MATERIAL PROVIDED -

PR #2347, opened 2026-08-20
fix(redis): honour the rediss scheme when building the pool

### LINKED ISSUE #2346: bug: 21.x cannot connect to a TLS Redis, so every session lookup returns 500
## Summary

21.18.0 cannot connect to a Redis that requires TLS, so every session lookup returns 500.

`RedisPoolFactory` builds the pool with `JedisPool(GenericObjectPoolConfig, URI)`. In the bundled Jedis 2.9.0 the URI constructors pass `JedisFactory` a hardcoded `ssl=false` and never read the scheme, so a `rediss://` address connects in plaintext. `PING` never returns, `testOnBorrow` validation fails, and `borrowObject` throws.

20.13.1 called `new JedisPool(String)`, which does read the scheme, so it works against the same Redis with the same bundled Jedis.

Reading the `ssl` field Jedis stores, from the same URL:

| Constructor | `ssl` | `PING` |
| --- | --- | --- |
| `JedisPool(config, URI)` — 21.18.0 | `false` | fails |
| `JedisPool(String)` — 20.13.1 | `true` | `PONG` |

```
JedisException: Could not get a resource from the pool
	at org.icij.datashare.session.RedisSessionIdStore.getLogin(RedisSessionIdStore.java:46)
Caused by: java.util.NoSuchElementException: Unable to validate object
```

No option compensates: the only Redis options are `redisAddress` and `redisPoolSize`, so TLS can be expressed only through the scheme.

Affects `RedisSessionIdStore`, `UsersInRedis` and `UsersIdProviderRedisCache`. The queue and message bus use a different path, so workers keep running while the web server returns 500.

## Reproduce

Against a Redis with TLS required, using the JAR from the image:

```java
var pp = new PropertiesProvider(Map.of(
    "redisAddress", "rediss://<host>:6379", "sessionTtlSeconds", "43200"));
new RedisSessionIdStore(pp).getLogin("any-key");
```

Throws on 21.18.0. Replacing the pool construction with `new JedisPool("rediss://<host>:6379")` returns normally against the same server.

## Fix

#2347.

## Also

`createPool` never reads `redisPoolSize`, so a configured pool size has no effect.

neoReuters:
Fixes #2346.

`JedisPool`'s URI constructors pass `JedisFactory` a hardcoded `ssl=false` and never read the scheme, so a `rediss://` address connects in plaintext and every command fails. `JedisPool(String)` does read the scheme but takes no pool config, which is what this factory exists to set, so this passes host and port with `ssl` explicit.

Verified against a TLS-required Redis, driving an unmodified `RedisSessionIdStore` with only this class replaced:

```
get(absent)     -> null
put then get    -> probe-user
remove then get -> null
```

`ssl` resolves to `false` for `redis://`, so plaintext deployments are unaffected. A missing port falls back to `Protocol.DEFAULT_PORT`, and password and database index still come from `JedisURIHelper`.

### DIFF
--- a/datashare-app/src/main/java/org/icij/datashare/session/RedisPoolFactory.java
+++ b/datashare-app/src/main/java/org/icij/datashare/session/RedisPoolFactory.java
@@ -3,6 +3,8 @@ package org.icij.datashare.session;
 import org.icij.datashare.PropertiesProvider;
 import redis.clients.jedis.JedisPool;
 import redis.clients.jedis.JedisPoolConfig;
+import redis.clients.jedis.Protocol;
+import redis.clients.util.JedisURIHelper;
 
 import java.net.URI;
 
@@ -11,6 +13,7 @@ import static org.icij.datashare.cli.DatashareCliOptions.REDIS_ADDRESS_OPT;
 
 final class RedisPoolFactory {
     private static final long EVICTION_RUN_INTERVAL_MILLIS = 30_000;
+    private static final String SSL_SCHEME = "rediss";
 
     private RedisPoolFactory() {}
 
@@ -25,6 +28,15 @@ final class RedisPoolFactory {
         poolConfig.setTestWhileIdle(true);
         poolConfig.setTimeBetweenEvictionRunsMillis(EVICTION_RUN_INTERVAL_MILLIS);
         String redisAddress = propertiesProvider.get(REDIS_ADDRESS_OPT).orElse(DEFAULT_REDIS_ADDRESS);
-        return new JedisPool(poolConfig, URI.create(redisAddress));
+        URI uri = URI.create(redisAddress);
+        // Take the host and port apart rather than passing the URI. JedisPool's URI constructors
+        // hand JedisFactory a hardcoded ssl=false and never look at the scheme, so a rediss://
+        // address would connect in plaintext and every command would time out against a TLS-only
+        // server. JedisPool(String) reads the scheme, but it accepts no pool config, and the
+        // settings above are the point of this factory.
+        boolean ssl = SSL_SCHEME.equalsIgnoreCase(uri.getScheme());
+        int port = uri.getPort() == -1 ? Protocol.DEFAULT_PORT : uri.getPort();
+        return new JedisPool(poolConfig, uri.getHost(), port, Protocol.DEFAULT_TIMEOUT,
+                JedisURIHelper.getPassword(uri), JedisURIHelper.getDBIndex(uri), null, ssl);
     }
 }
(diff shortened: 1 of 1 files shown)


datashare-app/src/main/java/org/icij/datashare/session/RedisPoolFactory.java
```diff
@@ -25,6 +27,10 @@ static JedisPool createPool(PropertiesProvider propertiesProvider) {
         poolConfig.setTestWhileIdle(true);
         poolConfig.setTimeBetweenEvictionRunsMillis(EVICTION_RUN_INTERVAL_MILLIS);
         String redisAddress = propertiesProvider.get(REDIS_ADDRESS_OPT).orElse(DEFAULT_REDIS_ADDRESS);
-        return new JedisPool(poolConfig, URI.create(redisAddress));
+        URI uri = URI.create(redisAddress);
+        boolean ssl = "rediss".equalsIgnoreCase(uri.getScheme());
```
pirhoo, line 35: `URI.create` here loses the validation the old path had: `JedisFactory(URI, ...)` ran `JedisURIHelper.isValid` and threw `InvalidURIException("Cannot open Redis connection due invalid URI. %s")`.

Without it, a `redisAddress` missing the `//` (`redis:6379`, `localhost:6379`) parses as an opaque URI, so `uri.getPath()` is `null` and `JedisURIHelper.getDBIndex` throws a bare `NullPointerException` with the address nowhere in the message. And `redisAddress=redis` gives `host=null`, builds the pool fine, then fails on first borrow with "Could not get a resource from the pool", the same symptom #2346 is about.

One guard covers both, since an opaque or relative URI always has a null host. Not `isValid`, which also rejects a missing port and would undo your `DEFAULT_PORT` fallback.

```suggestion
        URI uri = URI.create(redisAddress);
        if (uri.getHost() == null) {
            throw new InvalidURIException("Cannot open Redis connection due invalid URI. " + redisAddress);
        }
        boolean ssl = "rediss".equalsIgnoreCase(uri.getScheme());
```

Needs `import redis.clients.jedis.exceptions.InvalidURIException;`.

pirhoo (changes requested):
Thanks Thomas, we will likely add small regression tests after this is merged! In the meantime I just requested one small change.

datashare-app/src/main/java/org/icij/datashare/session/RedisPoolFactory.java
neoReuters: Good catch, applied as suggested.

Confirmed the behaviour against the bundled Jedis 2.9.0 before taking it, including why `getHost()` is the right guard rather than `isValid`:

| `redisAddress` | opaque | `getHost()` | `isValid` | `getDBIndex` |
| --- | --- | --- | --- | --- |
| `redis://localhost:6379` | false | `localhost` | true | 0 |
| `rediss://host:6379` | false | `host` | true | 0 |
| `redis:6379` | **true** | `null` | false | **NullPointerException** |
| `localhost:6379` | **true** | `null` | false | **NullPointerException** |
| `redis` | false | `null` | false | 0, then a pool on a null host |
| `redis://localhost` | false | `localhost` | **false** | 0 |

The last row is the one that decides it: `isValid` rejects a missing port, so it would have undone the `DEFAULT_PORT` fallback. The null-host check covers all three bad cases and leaves that one to the fallback, exactly as you described.

neoReuters:
Done — null-host guard applied in 86f5f389.

pirhoo (approved):
Perfect, thanks!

WHAT IS BEING ASKED - Take every line above that includes the string "builds" and return it.

OUTPUT FOR THIS EXERCISE -
`RedisPoolFactory` builds the pool with `JedisPool(GenericObjectPoolConfig, URI)`. In the bundled Jedis 2.9.0 the URI constructors pass `JedisFactory` a hardcoded `ssl=false` and never read the scheme, so a `rediss://` address connects in plaintext. `PING` never returns, `testOnBorrow` validation fails, and `borrowObject` throws.
Without it, a `redisAddress` missing the `//` (`redis:6379`, `localhost:6379`) parses as an opaque URI, so `uri.getPath()` is `null` and `JedisURIHelper.getDBIndex` throws a bare `NullPointerException` with the address nowhere in the message. And `redisAddress=redis` gives `host=null`, builds the pool fine, then fails on first borrow with "Could not get a resource from the pool", the same symptom #2346 is about.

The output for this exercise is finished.